_Exercise objective_
When every entry has been read, print each one back exactly.

Dataset entries
Start of Block
PR #6597, opened 2025-01-16
Fix: a11y - edit page - add block/blocks-chooser

### LINKED ISSUE #5212: a11y - edit page - add block/blocks-chooser - cms ui
**Describe the bug**
Only the "most used" accordion is accessible (though with an invisible focus), while the other accordions are not. Besides that, after the 'last tab,' in this case when pressing tab on the 'system' item, the focus is completely lost. (see video)

**To Reproduce**

1- Go to https://demo.plone.org/edit
2- enter in edit mode by clicking on the edit button (top-left)
3- Press enter to create a new content
4- Click on the "add block" icon
5- Navigate using tab key

**Expected behavior**
After 'system,' the focus should move to the next accordion. Here, I see two possibilities:
1- The first accordion closes, the second one opens, and the focus goes to the first item of the second accordion.
2- The focus remains outside of the second accordion, on the accordion header, with the accordion closed. It opens only if the user wants. In this case, the next tab goes to the next accordion header.

**Screenshots**
https://github.com/plone/volto/assets/60133113/9ae96eb0-57ab-454b-8f92-a417709b1846

Manas-Kenge:
- [ ] I succesfully ran [acceptance tests](https://6.docs.plone.org/volto/contributing/acceptance-tests.html) on my changes locally.

-----

Closes #5212 

This pull request fixes accessibility in the "Add Block" modal. Focus now stays inside the modal, pressing Enter expands the accordion and moves focus inside, while ESC closes it and returns focus to the header.

### DIFF
--- a/packages/volto/news/5212.bugfix
+++ b/packages/volto/news/5212.bugfix
@@ -1,0 +1,2 @@
+Fixed accessibility issues in the "Add Block" modal of the Plone editor. Focus now stays inside the modal while navigating.
+@Manas-Kenge
--- a/packages/volto/news/5212.bugfix
+++ b/packages/volto/news/5212.bugfix
@@ -1,2 +1,1 @@
-Fixed accessibility issues in the "Add Block" modal of the Plone editor. Focus now stays inside the modal while navigating.
-@Manas-Kenge
+Fixed accessibility issues in the "Add Block" modal of the editor where focus now stays inside the modal while navigating. @Manas-Kenge
--- a/packages/volto/src/components/manage/BlockChooser/BlockChooser.jsx
+++ b/packages/volto/src/components/manage/BlockChooser/BlockChooser.jsx
@@ -1,4 +1,4 @@
-import React from 'react';
+import React, { useState, useEffect, useRef } from 'react';
 import useUser from '@plone/volto/hooks/user/useUser';
 import PropTypes from 'prop-types';
 import filter from 'lodash/filter';
@@ -37,10 +37,12 @@ const BlockChooser = ({
   properties = {},
   navRoot,
   contentType,
+  onClose,
 }) => {
   const intl = useIntl();
   const user = useUser();
   const hasAllowedBlocks = !isEmpty(allowedBlocks);
+  const accordionRefs = useRef([]);
 
   const filteredBlocksConfig = filter(blocksConfig, (item) => {
     // Check if the block is well formed (has at least id and title)
@@ -76,7 +78,7 @@ const BlockChooser = ({
 
   let blocksAvailable = {};
   const mostUsedBlocks = filter(filteredBlocksConfig, (item) => item.mostUsed);
-  if (mostUsedBlocks) {
+  if (mostUsedBlocks.length) {
     blocksAvailable.mostUsed = mostUsedBlocks;
   }
   const groupedBlocks = groupBy(filteredBlocksConfig, (item) => item.group);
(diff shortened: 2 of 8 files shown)


Manas-Kenge:
@stevepiercy Can you review this?

packages/volto/news/5212.bugfix
```diff
@@ -0,0 +1,2 @@
+Fixed accessibility issues in the "Add Block" modal of the Plone editor. Focus now stays inside the modal while navigating.
```
stevepiercy, line 1: Minor tweak.

```suggestion
Fixed accessibility issues in the "Add Block" modal of the editor where focus now stays inside the modal while navigating. @Manas-Kenge
```

packages/volto/news/5212.bugfix
```diff
@@ -0,0 +1,2 @@
...
+@Manas-Kenge
```
stevepiercy, line 2: Move to same line.

```suggestion
```

stevepiercy (changes requested):
I only triaged this PR. It still needs technical review. I'll add the teams to the request.

stevepiercy (commented):
The news looks good. This PR still needs technical review.

JeffersonBledsoe:
Hi @Manas-Kenge, thanks for the work on this. While the work in this PR is definitely an improvement on the existing functionality and is much appreciated, I think the multiple problems noted with the blocks chooser noted in the linked issue need further discussion and some more definitive criteria for what a 'fixed' version of the chooser should be. Let's put this PR on hold while we get a clearer picture of what all the problems are and what the best way of solving them should be. cc @plone/volto-accessibility .

Notes I made while doing a quick test of this PR using VoiceOver on mac via Safari and Google Chrome:
- "Add block button" markup should reflect what the button is going to control and it's state. We could `aria-expanded` and `aria-controls` to associate the button with the picker. We also need to add `aria-haspopup="dialog"`.
- When using the search, we should use a live region to convey the results are changing (e.g. list the number of results or say there are no results).
- We should include a close button. This isn't a simple enhancement for an input picker (like a calendar selection for a date input) and so the 'ESC to close' shortcut shouldn't be the only thing we provide to close this dialog. Even alot of accessible date pickers provide a dedicated close button. This does not currently exist.
- When closing the picker without selecting something, focus should return to the "Add block" button. This does not currently work.
- When the picker is closed through the selection of a block, the focus should move to the new block. This PR has this behaviour.
- Some users may expect focus to return to the start of the picker when pressing 'TAB' after being on the last focusable element. This is common behaviour for forms within dialogs. This needs further research so isn't a "MUST" requirement.

Manas-Kenge:
Thank you, @JeffersonBledsoe, for the detailed review and thoughtful feedback.

Regarding the close button, I initially implemented an 'X' button for closing the blocks chooser but noticed it negatively impacted the UI, as it increased the height of the accordion more than necessary. To maintain a clean design, I decided to remove it. However, I understand the importance of accessibility and am happy to add it if the accessibility team decides that including a close button is essential.

As for using `aria-expanded`, `aria-controls`, `aria-haspopup` I will look into it.

I'll await further input from the accessibility team to ensure these changes are properly implemented. Please let me know how you’d like to proceed after discussing these points further.

Wagner3UB:
@wesleybl @Humanaice Hey guys, we need to see if we can continue this work. It would be a shame not to finish this PR, especially since most of the work is already done.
End of Block
_Solution to the exercise_
PR #6597, opened 2025-01-16
Fix: a11y - edit page - add block/blocks-chooser

### LINKED ISSUE #5212: a11y - edit page - add block/blocks-chooser - cms ui
**Describe the bug**
Only the "most used" accordion is accessible (though with an invisible focus), while the other accordions are not. Besides that, after the 'last tab,' in this case when pressing tab on the 'system' item, the focus is completely lost. (see video)

**To Reproduce**

1- Go to https://demo.plone.org/edit
2- enter in edit mode by clicking on the edit button (top-left)
3- Press enter to create a new content
4- Click on the "add block" icon
5- Navigate using tab key

**Expected behavior**
After 'system,' the focus should move to the next accordion. Here, I see two possibilities:
1- The first accordion closes, the second one opens, and the focus goes to the first item of the second accordion.
2- The focus remains outside of the second accordion, on the accordion header, with the accordion closed. It opens only if the user wants. In this case, the next tab goes to the next accordion header.

**Screenshots**
https://github.com/plone/volto/assets/60133113/9ae96eb0-57ab-454b-8f92-a417709b1846

Manas-Kenge:
- [ ] I succesfully ran [acceptance tests](https://6.docs.plone.org/volto/contributing/acceptance-tests.html) on my changes locally.

-----

Closes #5212 

This pull request fixes accessibility in the "Add Block" modal. Focus now stays inside the modal, pressing Enter expands the accordion and moves focus inside, while ESC closes it and returns focus to the header.

### DIFF
--- a/packages/volto/news/5212.bugfix
+++ b/packages/volto/news/5212.bugfix
@@ -1,0 +1,2 @@
+Fixed accessibility issues in the "Add Block" modal of the Plone editor. Focus now stays inside the modal while navigating.
+@Manas-Kenge
--- a/packages/volto/news/5212.bugfix
+++ b/packages/volto/news/5212.bugfix
@@ -1,2 +1,1 @@
-Fixed accessibility issues in the "Add Block" modal of the Plone editor. Focus now stays inside the modal while navigating.
-@Manas-Kenge
+Fixed accessibility issues in the "Add Block" modal of the editor where focus now stays inside the modal while navigating. @Manas-Kenge
--- a/packages/volto/src/components/manage/BlockChooser/BlockChooser.jsx
+++ b/packages/volto/src/components/manage/BlockChooser/BlockChooser.jsx
@@ -1,4 +1,4 @@
-import React from 'react';
+import React, { useState, useEffect, useRef } from 'react';
 import useUser from '@plone/volto/hooks/user/useUser';
 import PropTypes from 'prop-types';
 import filter from 'lodash/filter';
@@ -37,10 +37,12 @@ const BlockChooser = ({
   properties = {},
   navRoot,
   contentType,
+  onClose,
 }) => {
   const intl = useIntl();
   const user = useUser();
   const hasAllowedBlocks = !isEmpty(allowedBlocks);
+  const accordionRefs = useRef([]);
 
   const filteredBlocksConfig = filter(blocksConfig, (item) => {
     // Check if the block is well formed (has at least id and title)
@@ -76,7 +78,7 @@ const BlockChooser = ({
 
   let blocksAvailable = {};
   const mostUsedBlocks = filter(filteredBlocksConfig, (item) => item.mostUsed);
-  if (mostUsedBlocks) {
+  if (mostUsedBlocks.length) {
     blocksAvailable.mostUsed = mostUsedBlocks;
   }
   const groupedBlocks = groupBy(filteredBlocksConfig, (item) => item.group);
(diff shortened: 2 of 8 files shown)


Manas-Kenge:
@stevepiercy Can you review this?

packages/volto/news/5212.bugfix
```diff
@@ -0,0 +1,2 @@
+Fixed accessibility issues in the "Add Block" modal of the Plone editor. Focus now stays inside the modal while navigating.
```
stevepiercy, line 1: Minor tweak.

```suggestion
Fixed accessibility issues in the "Add Block" modal of the editor where focus now stays inside the modal while navigating. @Manas-Kenge
```

packages/volto/news/5212.bugfix
```diff
@@ -0,0 +1,2 @@
...
+@Manas-Kenge
```
stevepiercy, line 2: Move to same line.

```suggestion
```

stevepiercy (changes requested):
I only triaged this PR. It still needs technical review. I'll add the teams to the request.

stevepiercy (commented):
The news looks good. This PR still needs technical review.

JeffersonBledsoe:
Hi @Manas-Kenge, thanks for the work on this. While the work in this PR is definitely an improvement on the existing functionality and is much appreciated, I think the multiple problems noted with the blocks chooser noted in the linked issue need further discussion and some more definitive criteria for what a 'fixed' version of the chooser should be. Let's put this PR on hold while we get a clearer picture of what all the problems are and what the best way of solving them should be. cc @plone/volto-accessibility .

Notes I made while doing a quick test of this PR using VoiceOver on mac via Safari and Google Chrome:
- "Add block button" markup should reflect what the button is going to control and it's state. We could `aria-expanded` and `aria-controls` to associate the button with the picker. We also need to add `aria-haspopup="dialog"`.
- When using the search, we should use a live region to convey the results are changing (e.g. list the number of results or say there are no results).
- We should include a close button. This isn't a simple enhancement for an input picker (like a calendar selection for a date input) and so the 'ESC to close' shortcut shouldn't be the only thing we provide to close this dialog. Even alot of accessible date pickers provide a dedicated close button. This does not currently exist.
- When closing the picker without selecting something, focus should return to the "Add block" button. This does not currently work.
- When the picker is closed through the selection of a block, the focus should move to the new block. This PR has this behaviour.
- Some users may expect focus to return to the start of the picker when pressing 'TAB' after being on the last focusable element. This is common behaviour for forms within dialogs. This needs further research so isn't a "MUST" requirement.

Manas-Kenge:
Thank you, @JeffersonBledsoe, for the detailed review and thoughtful feedback.

Regarding the close button, I initially implemented an 'X' button for closing the blocks chooser but noticed it negatively impacted the UI, as it increased the height of the accordion more than necessary. To maintain a clean design, I decided to remove it. However, I understand the importance of accessibility and am happy to add it if the accessibility team decides that including a close button is essential.

As for using `aria-expanded`, `aria-controls`, `aria-haspopup` I will look into it.

I'll await further input from the accessibility team to ensure these changes are properly implemented. Please let me know how you’d like to proceed after discussing these points further.

Wagner3UB:
@wesleybl @Humanaice Hey guys, we need to see if we can continue this work. It would be a shame not to finish this PR, especially since most of the work is already done.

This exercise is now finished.